→ Given data:
PR #266, opened 2025-06-12
doc: readd MatrixKind doc

james-d-mitchell:
Seems to have been accidentally removed.

### DIFF
--- a/docs/source/install.rst
+++ b/docs/source/install.rst
@@ -5,7 +5,7 @@
 
     The full license is in the file LICENSE, distributed with this software.
 
-.. |libsemigroups-pybind11-version| replace:: 1.0.0
+|libsemigroups-pybind11-version| replace:: 1.0.0
 
 Installation
 ============
--- a/docs/source/install.rst
+++ b/docs/source/install.rst
@@ -5,7 +5,7 @@
 
     The full license is in the file LICENSE, distributed with this software.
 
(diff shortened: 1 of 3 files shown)


james-d-mitchell:
@Joseph-Edwards suggests moving the doc to the python file, and formatting it like the `tril` enum would be good, and I agree, so I should do that.

james-d-mitchell:
> @Joseph-Edwards suggests moving the doc to the python file, and formatting it like the `tril` enum would be good, and I agree, so I should do that.

Now done.

docs/source/install.rst
```diff
@@ -5,7 +5,7 @@
 
     The full license is in the file LICENSE, distributed with this software.
 
-.. |libsemigroups-pybind11-version| replace:: 1.0.0
+|libsemigroups-pybind11-version| replace:: 1.0.0
```
Joseph-Edwards, line 8: I think this causes
```
/home/runner/work/libsemigroups_pybind11/libsemigroups_pybind11/docs/source/install.rst:8: ERROR: Undefined substitution referenced: "libsemigroups-pybind11-version". [docutils]
```

Joseph-Edwards, line 8:
```suggestion
.. |libsemigroups-pybind11-version| replace:: 1.0.0
```

Joseph-Edwards (changes requested):

PR #267, opened 2025-06-13
Doc cleanups

james-d-mitchell:


src/knuth-bendix.cpp
```diff
@@ -332,15 +332,21 @@ redundant in this way, then ``None`` is returned.
...
+            if (it != p.rules.cend()) {
+              return std::make_pair(*it, *(it + 1));
+            }
+            return {};
+          },
+          // Signature required to avoid generating any doc
+          R"pbdoc(
+:sig=(p: Presentation, t: datetime.timedelta) -> tuple[list[int], list[int]] | tuple[str, str] | None:
+:only-document-once:
+)pbdoc");
```
Joseph-Edwards, line 349: This fixes the doc, but this function probably shouldn't be bound in `bind_knuth_bendix`, since `redundant_rule` doesn't depend on the template arguments. Hence, we end up binding the functions 16 times, rather than twice. I will fix this in a separate PR.

src/todd-coxeter-impl.cpp
```diff
@@ -119,8 +119,9 @@ The values in this enum can be used as the argument for
 should be performed.)pbdoc")
         .value(
             "hlt",
+            // JDM couldn't get the links to work in the following doc string.
```
Joseph-Edwards, line 122: I think if the enums were written like tril, we could get this to work. I'll give it a go, and open a new PR if it works. Otherwise, I think this is fine.

Joseph-Edwards (approved):
Thanks @james-d-mitchell. There are a few things that this PR highlighted, but I will fix those in separate PRs.

PR #270, opened 2025-06-13
CI: Add a job that checks the doc builds without warnings

Joseph-Edwards:
This PR adds a job that checks the doc builds without warnings. It also factors out some duplicated code in the run tests job.


Joseph-Edwards:
This job could very easily become a step in the "Run tests and lint" job, which would mean we don't have to make libsemigroups again, but I think having separate jobs is good.

PR #275, opened 2025-06-16
Reorganise TOC

Joseph-Edwards:
This PR moves some files around so that:
 -  there is a "Package Info" with authors, biblio, installation and changelog;
 -  there is a "Core classes" section for `Runner` and `Reporter` and `ReportGuard`;
 -  there is a section for constants, that has been corrected to remove references to hidden types;
 - there is an enum page that documents all module level enums.

The enum doc still need to be normalised, but this will be done in a later PR.


james-d-mitchell:
Sweet thanks @Joseph-Edwards

PR #277, opened 2025-06-17
Doc nested classes at same depth as parent

james-d-mitchell:


james-d-mitchell:
> This all looks good to me; however, I have checked out this branch to look at the doc and for some reason I can't pip install after rebasing on top of v1. I'll see if I can determine why. If it seems like a me issue, I'm happy to merge

Probably you need to `make install` libsemigroups after pulling from `main`.

PR #281, opened 2025-06-17
Fix copy of non-function attributes

james-d-mitchell:


Joseph-Edwards (approved):
Looks good. Thanks @james-d-mitchell

PR #285, opened 2025-06-19
Update install rst

james-d-mitchell:


docs/source/install.rst
```diff
@@ -13,51 +13,53 @@ Installation
...
 
-It's possible to install ``libsemigroups_pybind11`` using ``pip`` via one of:
+It's possible to install ``libsemigroups_pybind11`` using ``pip`` something
+like the following (depending on your system and setup):
 
 ::
 
     pip install libsemigroups_pybind11
     pip3 install libsemigroups_pybind11
     python -m pip install libsemigroups_pybind11
```
Joseph-Edwards, line 23: I think this reads as thought you need to run all three lines. Perhaps three separate code blocks would be better?

docs/source/install.rst
```diff
@@ -13,51 +13,53 @@ Installation
...
+        At present this does not work for Macs with M1 processors.
 
 From the sources
 ----------------
 
 Before installing ``libsemigroups_pybind11`` from its sources you should first
 perform a system install of the C++ library ``libsemigroups``. For information
 about how to install ``libsemigroups`` see `the installation guide
-<https://libsemigroups.readthedocs.io/en/latest/install.html>`_.
+<https://libsemigroups.github.io/libsemigroups/md_install.html>`_.
```
Joseph-Edwards, line 62: This might be clearer as: "For information about how to do this, see [the libsemigroups installation guide](https://libsemigroups.github.io/libsemigroups/md_install.html)"

docs/source/install.rst
Joseph-Edwards, line 1: In the "From a release archive" section, the links are wrong because of some leftover string replacement stuff. (I can't comment on those lines directly because they weren't changed in this PR)

docs/source/install.rst
```diff
@@ -84,21 +86,12 @@ To build ``libsemigroups_pybind11`` from a release archive:
...
+Assuming you already have ``python3`` install, you can build the doc by using:
 
 ::
 
-    python3 -m pip3 install -r docs/requirements
-
-Then it ought to be possible to just run ``make doc`` in the ``libsemigroups``
-directory.
+    python3 -m pip3 install -r requirements.txt
+    make doc
```
Joseph-Edwards, line 94: Do we expect all of our target machines to have some form of `automake` / a tool that can execute `make doc`? If yes, this is fine. If no, this could be replaced with
``` bash
./etc/make-doc.sh
```

Joseph-Edwards (changes requested):
Looks mostly good to me. I have made a few stylistic comments, and pointed out some small mistakes, but otherwise good to me. Thanks @james-d-mitchell

docs/source/install.rst
Joseph-Edwards: Yeah that seems sensible.

PR #286, opened 2025-06-19
doc: more properly say that Runners don't subclass Runner

james-d-mitchell:


src/runner.cpp
```diff
@@ -56,13 +56,26 @@ The time between the given point and now.
...
 -  :any:`report_prefix()`;
 -  :any:`report_every()`;
 -  :any:`last_report()`;
 -  :any:`start_time()`.
+
+This class has limited (no?) utility on its own, and you are unlikely to want to use it directly.
+
+.. important::
+
+   The classes derived from :any:`Reporter` have all the methods of the
```
Joseph-Edwards, line 71:
```suggestion
   The classes that we claim derive from :any:`Reporter` in this documentation have all the methods of the
```

Joseph-Edwards: And something similar for runner too?

Joseph-Edwards (commented):
Everything looks good to me. I think we could potentially reword the notice in `Runner` and `Reporter` to make a distinction between "derived from" and "what we claim derives from". But if not, this is good to go.

src/runner.cpp
```diff
@@ -68,7 +68,7 @@ This class has limited (no?) utility on its own, and you are unlikely to want to
 
 .. important::
 
-   The classes derived from :any:`Reporter` have all the methods of the
+   The classes that we claim derive from :any:`Reporter` in this documentation have all the methods of the
```
Joseph-Edwards, line 71: Should we make a similar change for `Runner` too?

PR #295, opened 2025-07-03
knuth-bendix: expose `internal_presentation`

james-d-mitchell:
`internal_presentation` is available for `ToddCoxeter` so I'm adding it to `KnuthBendix` too. This is helpful mostly for debugging.


james-d-mitchell:
Requires #298 to be merged first

PR #297, opened 2025-07-04
Doc consistency

Joseph-Edwards:
This PR adds checks that the docstring is in a consistent order, and that the parameters in the signature have the same name and typehints as the parameters in the docstrings. It also fixes any warnings that arise as a result.


docs/source/data-structures/presentations/to-present.rst
```diff
@@ -207,9 +207,8 @@ enumerates *kb*) prior to calling this function.
     >>> kb.run()
     >>> p2 = to(kb, rtype=(Presentation,))
     >>> for p in [p1, p2]:
-    ...     presentation.sort_each_rule(p)
-    ...     presentation.sort_rules(p)
-
+    ...     _ = presentation.sort_each_rule(p)
```
james-d-mitchell, line 210: Pretty sure that this function and the one in the next line return `None` what's the point of this change?

Joseph-Edwards: The `libsemigroups` functions `sort_each_rule(Presentation<Word>& p)` and `sort_each_rule(Presentation<Word>& p, Compare cmp)` both return whether any rules were sorted. Prior to this PR, the python analogue of `sort_each_rule(Presentation<Word>& p, Compare cmp)` returned a bool, but `sort_each_rule(Presentation<Word>& p)`  discarded its return type for some reason. I changed it so they both return a bool now.

That said, `sort_rules` does indeed return `None` (which is perhaps that it isn't the same as `sort_each_rule`), so `_ = ` for that one probably shouldn't be there.

Joseph-Edwards: Since `sort_each_rule` now returns a bool, the doctest now expects some output. Adding `_ =` was a means of suppressing this.

james-d-mitchell: Aha, so why not include the output?

Joseph-Edwards: Yeah that's probably the best thing to do

PR #311, opened 2025-08-11
Fix some broken links

Joseph-Edwards:
This PR fixes some broken links in the doc.


Joseph-Edwards:
In the [Numpy 2.0.2 release notes](https://numpy.org/devdocs/release/2.0.2-notes.html), it's claimed that the supported versions of Python are 3.9-3.12. I'll have a mess around with the different versions and see if this fixes things.

We already conditionally install different versions of dependencies based on the version of Python being used, and I see no issue of doing that here too if necessary.

james-d-mitchell (approved):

→ The task:
All lines of the records containing "about" should be shown.

→ Result of the task:
 about how to install ``libsemigroups`` see `the installation guide
Joseph-Edwards, line 62: This might be clearer as: "For information about how to do this, see [the libsemigroups installation guide](https://libsemigroups.github.io/libsemigroups/md_install.html)"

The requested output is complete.